▸ **TASK OBJECTIVE**
Give back every record below, character for character.

*** INPUT RECORDS ***

PR #26358, opened 2023-08-15
chore:update node version to v18

KelvinOm:
## Description
Update node version


app/client/.yarnrc.yml
```diff
@@ -5,5 +5,7 @@ plugins:
     spec: "https://raw.githubusercontent.com/ambar/yarn-plugin-dedupe-on-install/main/index.js"
   - path: .yarn/plugins/@yarnpkg/plugin-workspace-tools.cjs
     spec: "@yarnpkg/plugin-workspace-tools"
+  - path: .yarn/plugins/@yarnpkg/plugin-engines.cjs
```
KelvinOm, line 8: Yarn berry needs a separate plugin to check the engines versions.

https://github.com/yarnpkg/berry/issues/1177

app/client/cypress/package.json
```diff
@@ -3,8 +3,8 @@
   "version": "0.1.0",
   "private": true,
   "engines": {
-    "node": "^16.14.0",
-    "npm": "^8.5.5"
+    "node": "^18.17.1",
```
KelvinOm, line 6: Latest LTS version for this moment.

KelvinOm:
The build with the tests is [here](https://github.com/appsmithorg/appsmith/actions/runs/5866259516).

sharat87:
@KelvinOm @riodeuno, in addition to this, should we also consider changing the `node-version: a.b.c` lines to `node-version-file: app/client/package.json` instead? This will give us two things:

1. The version number is not duplicated a billion times all across the source code.
2. The NodeJS version is taken from the current branch, instead of the `release` branch for `ok-to-test`.

This is supported by [code here](https://github.com/actions/setup-node/blob/bea5baf987ba7aa777a8a0b4ace377a21c45c381/src/util.ts#L10).

I've tested in a separate test repo and it works.

shot-2023-08-15-12-19-13

What do you think?

riodeuno (dismissed):

riodeuno:
@sharat87 Yes, I agree. @KelvinOm do you see any challenges in using this?

KelvinOm:
> @sharat87 Yes, I agree. @KelvinOm do you see any challenges in using this?

I think it's great! Checking...

sharat87:
Oh `ok-to-test` will still use `v16`, since the workflow changes to use `package.json` need to be in the `release` branch. 🙂

KelvinOm:
The build with the tests is [here](https://github.com/appsmithorg/appsmith/actions/runs/5867172488). I think we can not wait for this. Since the last run was green, and here we just fixed the scripts for the

Снимок экрана 2023-08-15 в 15 44 11
 node version that works.

sharat87 (approved):

PR #26366, opened 2023-08-16
feat: Readonly root filesystem support in the Appsmith container

### LINKED ISSUE #26392: [Feature]: Support running with readonly root filesystem

### Summary

Quoting from pentest report:

> The container's root filesystem should be treated as a 'golden image' by using Docker run's --read-only option. This prevents any writes to the container's root filesystem at container runtime and enforces the principle of immutable infrastructure.

Also quoting,

> Enabling this option forces containers at runtime to explicitly define their data writing strategy to persist or not persist their data.
>
> This also reduces security attack vectors since the container instance's filesystem cannot be tampered with or written to unless it has explicit read-write permissions on its filesystem folder and directories.

sharat87:
Fixes #26392.


sharat87:
reminder: get Keycloak to also use the new truststore, when there's custom CA certs to trust.
verify: test SAML, when Appsmith is exposed with HTTPS, with cert signed by custom CA.

pratapaprasanna:
Duplicate of #28290

PR #26429, opened 2023-08-17
ci: Include info.json for all workflows

sharat87:


nidhi-nair (approved):
LGTM, just pointing out that EE will need airgap workflow changes as well! :)

PR #26431, opened 2023-08-17
chore: Remove unused, misleading response to PUT /env APIs

sharat87:
This response object to `PUT /env` API appears to indicate whether restart is required or not, because it includes the field `isRestartRequired`, but this is actually not used at all on the client. We might've used it in the past, but we don't anymore. This is a misleading response DTO, and it's already wasted my time thrice! 😭


app/server/appsmith-server/src/main/java/com/appsmith/server/solutions/ce/UserSignupCEImpl.java
```diff
@@ -279,17 +278,20 @@ public Mono<User> signupAndLoginSuper(UserSignupRequestDTO userFromRequest, Serv
...
                                     APPSMITH_DISABLE_TELEMETRY.name(),
                                     String.valueOf(!userFromRequest.isAllowCollectingAnonymousData()),
                                     APPSMITH_ADMIN_EMAILS.name(),
                                     user.getEmail()))
+                            // We need a non-empty value for `.elapsed` to work.
+                            .thenReturn(true)
                             .elapsed()
                             .map(pair -> {
                                 log.debug("UserSignupCEImpl::Time taken to apply env changes: {} ms", pair.getT1());
                                 return pair.getT2();
```
nidhi-nair, line 292: Unrelated, but why are we logging this?

nidhi-nair (approved):

app/server/appsmith-server/src/main/java/com/appsmith/server/solutions/ce/UserSignupCEImpl.java
sharat87: No idea. I wanted to ask and remove that too, but not to change much in a small chore PR... I didn't. 🤔

PR #32908, opened 2024-04-24
[ops][fix]: hardcode APPSMITH_GIT_ROOT value

pratapaprasanna:
Keeping this open to close exactly after 90 days of merging this [PR](https://github.com/appsmithorg/appsmith/pull/33355)


sharat87 (changes requested):
As discussed on Slack, can we change the solution to this please?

*** End of INPUT RECORDS ***

▸ **RESPONSE TO THIS TASK**
PR #26358, opened 2023-08-15
chore:update node version to v18

KelvinOm:
## Description
Update node version


app/client/.yarnrc.yml
```diff
@@ -5,5 +5,7 @@ plugins:
     spec: "https://raw.githubusercontent.com/ambar/yarn-plugin-dedupe-on-install/main/index.js"
   - path: .yarn/plugins/@yarnpkg/plugin-workspace-tools.cjs
     spec: "@yarnpkg/plugin-workspace-tools"
+  - path: .yarn/plugins/@yarnpkg/plugin-engines.cjs
```
KelvinOm, line 8: Yarn berry needs a separate plugin to check the engines versions.

https://github.com/yarnpkg/berry/issues/1177

app/client/cypress/package.json
```diff
@@ -3,8 +3,8 @@
   "version": "0.1.0",
   "private": true,
   "engines": {
-    "node": "^16.14.0",
-    "npm": "^8.5.5"
+    "node": "^18.17.1",
```
KelvinOm, line 6: Latest LTS version for this moment.

KelvinOm:
The build with the tests is [here](https://github.com/appsmithorg/appsmith/actions/runs/5866259516).

sharat87:
@KelvinOm @riodeuno, in addition to this, should we also consider changing the `node-version: a.b.c` lines to `node-version-file: app/client/package.json` instead? This will give us two things:

1. The version number is not duplicated a billion times all across the source code.
2. The NodeJS version is taken from the current branch, instead of the `release` branch for `ok-to-test`.

This is supported by [code here](https://github.com/actions/setup-node/blob/bea5baf987ba7aa777a8a0b4ace377a21c45c381/src/util.ts#L10).

I've tested in a separate test repo and it works.

shot-2023-08-15-12-19-13

What do you think?

riodeuno (dismissed):

riodeuno:
@sharat87 Yes, I agree. @KelvinOm do you see any challenges in using this?

KelvinOm:
> @sharat87 Yes, I agree. @KelvinOm do you see any challenges in using this?

I think it's great! Checking...

sharat87:
Oh `ok-to-test` will still use `v16`, since the workflow changes to use `package.json` need to be in the `release` branch. 🙂

KelvinOm:
The build with the tests is [here](https://github.com/appsmithorg/appsmith/actions/runs/5867172488). I think we can not wait for this. Since the last run was green, and here we just fixed the scripts for the

Снимок экрана 2023-08-15 в 15 44 11
 node version that works.

sharat87 (approved):

PR #26366, opened 2023-08-16
feat: Readonly root filesystem support in the Appsmith container

### LINKED ISSUE #26392: [Feature]: Support running with readonly root filesystem

### Summary

Quoting from pentest report:

> The container's root filesystem should be treated as a 'golden image' by using Docker run's --read-only option. This prevents any writes to the container's root filesystem at container runtime and enforces the principle of immutable infrastructure.

Also quoting,

> Enabling this option forces containers at runtime to explicitly define their data writing strategy to persist or not persist their data.
>
> This also reduces security attack vectors since the container instance's filesystem cannot be tampered with or written to unless it has explicit read-write permissions on its filesystem folder and directories.

sharat87:
Fixes #26392.


sharat87:
reminder: get Keycloak to also use the new truststore, when there's custom CA certs to trust.
verify: test SAML, when Appsmith is exposed with HTTPS, with cert signed by custom CA.

pratapaprasanna:
Duplicate of #28290

PR #26429, opened 2023-08-17
ci: Include info.json for all workflows

sharat87:


nidhi-nair (approved):
LGTM, just pointing out that EE will need airgap workflow changes as well! :)

PR #26431, opened 2023-08-17
chore: Remove unused, misleading response to PUT /env APIs

sharat87:
This response object to `PUT /env` API appears to indicate whether restart is required or not, because it includes the field `isRestartRequired`, but this is actually not used at all on the client. We might've used it in the past, but we don't anymore. This is a misleading response DTO, and it's already wasted my time thrice! 😭


app/server/appsmith-server/src/main/java/com/appsmith/server/solutions/ce/UserSignupCEImpl.java
```diff
@@ -279,17 +278,20 @@ public Mono<User> signupAndLoginSuper(UserSignupRequestDTO userFromRequest, Serv
...
                                     APPSMITH_DISABLE_TELEMETRY.name(),
                                     String.valueOf(!userFromRequest.isAllowCollectingAnonymousData()),
                                     APPSMITH_ADMIN_EMAILS.name(),
                                     user.getEmail()))
+                            // We need a non-empty value for `.elapsed` to work.
+                            .thenReturn(true)
                             .elapsed()
                             .map(pair -> {
                                 log.debug("UserSignupCEImpl::Time taken to apply env changes: {} ms", pair.getT1());
                                 return pair.getT2();
```
nidhi-nair, line 292: Unrelated, but why are we logging this?

nidhi-nair (approved):

app/server/appsmith-server/src/main/java/com/appsmith/server/solutions/ce/UserSignupCEImpl.java
sharat87: No idea. I wanted to ask and remove that too, but not to change much in a small chore PR... I didn't. 🤔

PR #32908, opened 2024-04-24
[ops][fix]: hardcode APPSMITH_GIT_ROOT value

pratapaprasanna:
Keeping this open to close exactly after 90 days of merging this [PR](https://github.com/appsmithorg/appsmith/pull/33355)


sharat87 (changes requested):
As discussed on Slack, can we change the solution to this please?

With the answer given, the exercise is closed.